- [Work task]
Copy each line below in which the string "merge" appears.

[Data items]
· · · · ·
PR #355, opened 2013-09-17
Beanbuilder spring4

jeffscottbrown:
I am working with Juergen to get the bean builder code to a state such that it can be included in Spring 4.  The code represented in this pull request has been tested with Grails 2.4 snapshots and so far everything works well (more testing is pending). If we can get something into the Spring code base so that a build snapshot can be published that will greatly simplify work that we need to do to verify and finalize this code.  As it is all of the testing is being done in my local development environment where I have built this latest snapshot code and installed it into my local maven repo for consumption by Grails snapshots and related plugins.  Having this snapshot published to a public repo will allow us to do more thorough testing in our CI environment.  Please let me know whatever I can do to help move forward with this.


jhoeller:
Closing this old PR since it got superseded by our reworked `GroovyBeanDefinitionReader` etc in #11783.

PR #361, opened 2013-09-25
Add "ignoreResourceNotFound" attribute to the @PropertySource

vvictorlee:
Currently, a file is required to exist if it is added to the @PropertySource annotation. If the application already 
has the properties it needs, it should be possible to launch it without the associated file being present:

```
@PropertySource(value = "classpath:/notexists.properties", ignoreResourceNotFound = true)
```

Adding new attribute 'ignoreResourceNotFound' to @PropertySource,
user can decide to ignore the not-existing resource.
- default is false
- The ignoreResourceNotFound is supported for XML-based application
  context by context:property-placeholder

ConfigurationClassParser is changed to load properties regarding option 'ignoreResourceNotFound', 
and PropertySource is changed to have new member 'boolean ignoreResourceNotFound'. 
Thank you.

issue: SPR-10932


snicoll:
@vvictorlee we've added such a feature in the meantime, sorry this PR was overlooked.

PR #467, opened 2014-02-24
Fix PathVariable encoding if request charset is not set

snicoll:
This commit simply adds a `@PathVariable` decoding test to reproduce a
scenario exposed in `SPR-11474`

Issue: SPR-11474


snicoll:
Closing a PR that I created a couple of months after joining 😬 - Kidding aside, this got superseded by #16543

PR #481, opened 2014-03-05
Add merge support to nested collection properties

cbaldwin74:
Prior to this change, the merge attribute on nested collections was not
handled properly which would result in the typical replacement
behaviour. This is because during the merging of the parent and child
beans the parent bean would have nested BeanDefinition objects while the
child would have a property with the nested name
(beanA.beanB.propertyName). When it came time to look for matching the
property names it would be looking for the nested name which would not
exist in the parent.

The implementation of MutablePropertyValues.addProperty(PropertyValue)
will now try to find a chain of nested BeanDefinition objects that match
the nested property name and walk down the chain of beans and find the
· · · · ·
- [Problem solution]
Add merge support to nested collection properties
Prior to this change, the merge attribute on nested collections was not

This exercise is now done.